Riley smarted. Her Mind Map had been amputated, leaving behind an imagined burn, and with it went the lush green forests and clear rivers of her simulations. The seasons and change that had once defined Earth. But Earth was now a polluted wasteland, with water the colour of ink—though this new place, Planet X, did not appear to be any better.

It should bring her to the cusp of despair. But, as if the planet's blandness had infected her to the core, she could not find despair in her.

This made her afraid.

Slow, deliberate, she snaked out of her Metal Suit, exposing her bare legs and arms to the breeze-that-should-be.

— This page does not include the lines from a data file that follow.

PR #3874, opened 2022-03-11
Support for environments without a default VPC

maclema:
Allows passing a VPC and subnet ID to be used for the image build infrastructure to allow for launching in an environment where no default VPC exists.

Of note, the subnet passed in as a parameter should have internet access (i.e private subnet with NAT gateway routes, or a public subnet). When a public subnet is used, it must have MapPublicIpOnLaunch enabled as image builder won't automatically map a public IP address and the image build will timeout.

### Tests
Manually launched parallel cluster (via parallel cluster manager) stacks using a stack referencing stack set templates with these updates which exist in my personal AWS account S3 bucket.


api/infrastructure/parallelcluster-api.yaml
```diff
@@ -964,6 +975,13 @@ Resources:
       Roles:
         - !Ref ImageBuilderInstanceRole
 
+  InfrastructureConfigurationSecurityGroup:
+    Condition: NonDefaultVpc
+    Type: AWS::EC2::SecurityGroup
+    Properties:
+      VpcId: !Ref ImageBuilderVpcId
+      GroupDescription: Parallel cluster image builder security group
```
enrico-usai: Parallel cluster --> ParallelCluster :)

api/infrastructure/parallelcluster-api.yaml
```diff
@@ -74,6 +74,14 @@ Parameters:
       - true
       - false
 
+  ImageBuilderVpcId:
+    Description: Optional. Provide a specific vpc id to use for building the container images. Use this if you don't have a default vpc available.
+    Type: String
+
+  ImageBuilderSubnetId:
+    Description: Optional. Provide a specific subnet id to use for building the container images. Use this if you don't have a default vpc available.
+    Type: String
```
demartinofra: Could you make the `Default: ''` explicit for these 2 new params?

demartinofra (commented):
Thanks for adding this support.

Could you please add a line to the changelog, something like:

```
**ENHANCEMENTS**
- Add support to deploy API infrastructure in environments without a default VPC.
```

maclema:
Added defaults and changelog entry.

enrico-usai (approved):
Thanks @maclema for the improvement!

PR #3879, opened 2022-03-14
Add validator for property DirectoryService.DomainName

gmarciani:
**WARNING: This PR depends on [PR](https://github.com/aws/aws-parallelcluster-cookbook/pull/1391)**

### Description of changes
Add validator for property `DirectoryService.DomainName` that accepts only a value in FQDN or LDAP DN format. The validator fails the validation with an error, otherwise.

Added unit tests to cover the validation.

Examples:
```sh
# FQDN
DirectoryService:
  DomainName: corp.mgiacomo.com

# LDAP DN
DirectoryService:
  DomainName: DC=corp,DC=mgiacomo,DC=com
```

### Tests
1. Unit testing
2. Build&Test in Jenkins

### DIFF
--- a/cli/src/pcluster/validators/directory_service_validators.py
+++ b/cli/src/pcluster/validators/directory_service_validators.py
@@ -9,7 +9,7 @@
 # OR CONDITIONS OF ANY KIND, express or implied. See the License for the specific language governing permissions and
 # limitations under the License.
 
-
+import re
 from urllib.parse import urlparse
 
 from pcluster.validators.common import FailureLevel, Validator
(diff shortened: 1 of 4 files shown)


cli/src/pcluster/validators/directory_service_validators.py
```diff
@@ -48,6 +48,25 @@ def _validate(self, domain_addr, additional_sssd_configs):
             self._add_failure(warning_message, FailureLevel.WARNING)
 
 
+class DomainNameValidator(Validator):
+    """Domain name validator."""
+
+    FQDN_PATTERN = "^([a-zA-Z0-9_-]+)(\\.[a-zA-Z0-9_-]+)*$"
```
francesco-giordano, line 54: This accept ip addresses, is it intended to do so?

francesco-giordano (commented):
I do not know if these would fit but regarding regex these can be 2 links worth checking:

https://regexr.com/3l4au
https://regexr.com/3g5j0

cli/src/pcluster/validators/directory_service_validators.py
gmarciani: IP addresses should not be accepted.
Will iterate on the above regexp

gmarciani: The regexp you suggested regarding LDAP DN does not fit our case because:
1. it is a full LDAP DN, whereas we need here only the domain part
2. it accepts strings like `DC=corp,DC=mgiac/mo,DC=com`, which cannot be accepted

gmarciani: I will take the FQDN regexp you suggested as it fits our case

gmarciani: The proposed regexp excluded the possibility of underscores in DNS name, which have been excluded by recent RFC, but I think we should be as much flexible as possible and accepts also old format.

gmarciani: The regexp to match FQDN and LDAP DN in a strict way are so complex that I consider them hardly maintainable.
I suggest to use a more open, but maintainable regexp as it would have a better ROI.

francesco-giordano (dismissed):

francesco-giordano (approved):

PR #3905, opened 2022-03-22
Improve retrieve of custom template with S3 URI

hanwen-pcluste:
The GetObject call of S3 can retrieve object across regions within a partition. In addition, there is one limitation in commercial partition, where the call does not work to get an object in optin region from non optin region or vice versa

### DIFF
--- a/cli/src/pcluster/utils.py
+++ b/cli/src/pcluster/utils.py
@@ -1076,7 +1076,25 @@ def read_remote_file(url):
         if urlparse(url).scheme == "s3":
             match = re.match(r"s3://(.*?)/(.*)", url)
             bucket, key = match.group(1), match.group(2)
-            file_contents = boto3.resource("s3").Object(bucket, key).get()["Body"].read().decode("utf-8")
+            try:
+                if get_partition() == "aws":
+                    s3_resource = boto3.resource("s3", region_name="us-east-1")
+                else:
+                    s3_resource = boto3.resource("s3")
+                file_contents = s3_resource.Object(bucket, key).get()["Body"].read().decode("utf-8")
+            except ClientError as e:
+                error = e.response["Error"]
+                if error["Code"] == "IllegalLocationConstraintException":
+                    # When S3 GetObject call is made in a different Region from where the bucket exists
+                    # (e.g. bucket in an optin region while this code is in us-east-1),
+                    # make the call again by using the region from the error message, that is in the form:
+                    # "The af-south-1 location constraint is incompatible
+                    # for the Region specific endpoint this request was sent to.".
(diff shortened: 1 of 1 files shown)


enrico-usai:
Could you please add a more complete description of the change in the commit message and in PR description?
I mean why we are changing this and what problem we're solving.

cli/src/pcluster/utils.py
```diff
@@ -1076,7 +1076,28 @@ def read_remote_file(url):
         if urlparse(url).scheme == "s3":
             match = re.match(r"s3://(.*?)/(.*)", url)
             bucket, key = match.group(1), match.group(2)
-            file_contents = boto3.resource("s3").Object(bucket, key).get()["Body"].read().decode("utf-8")
+            try:
+                file_contents = (
+                    boto3.resource("s3", region_name="us-east-1")
```
enrico-usai, line 1081: We should move this call in the `pcluster/aws/s3_resource.py` module, in the `S3Resource` class.

cli/src/pcluster/utils.py
```diff
@@ -1076,7 +1076,21 @@ def read_remote_file(url):
...
+            try:
+                if get_partition() == "aws":
+                    s3_resource = boto3.resource("s3", region_name="us-east-1")
+                else:
+                    s3_resource = boto3.resource("s3")
+                file_contents = s3_resource.Object(bucket, key).get()["Body"].read().decode("utf-8")
+            except ClientError as e:
+                error = e.response["Error"]
+                if error["Code"] == "IllegalLocationConstraintException":
+                    # Try to make the call again if the object is in opt in region.
```
enrico-usai: I'd improve this comment by saying:

> We were trying to access the bucket from a different Region than where the bucket exists (e.g.  bucket in optin region from us-east-1).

She closed her eyes and imagined her happiest place.

This was no simulation, but her brain experienced that same artificial tingle the Mind Map conferred to her sometimes anyway. Her eyelids turned green and vibrant, layered, shadow-making. A movie began to play in her thoughts. A movie directed by Time.

She was walking, every step an attempt to savour the taste of the ground. Above and around her: wild explosions of colour. It smelled like rain; she brought her arms out to catch the drops that would eventually fall, and kept them there although the wait was long. Fall they did. Spring had broken the sky.

But a hand found its way onto her shoulder, reached into her dream, and pulled her out, as if it were a hook.

"You're in my party."

Riley blinked, attempting to focus on the woman who had spoken, the woman with shadows around her head.

Nathalie held out her hand. It wasn't shaken. Behind, and around her: two young women, three young men. Everyone had tired eyes. Everyone held bags.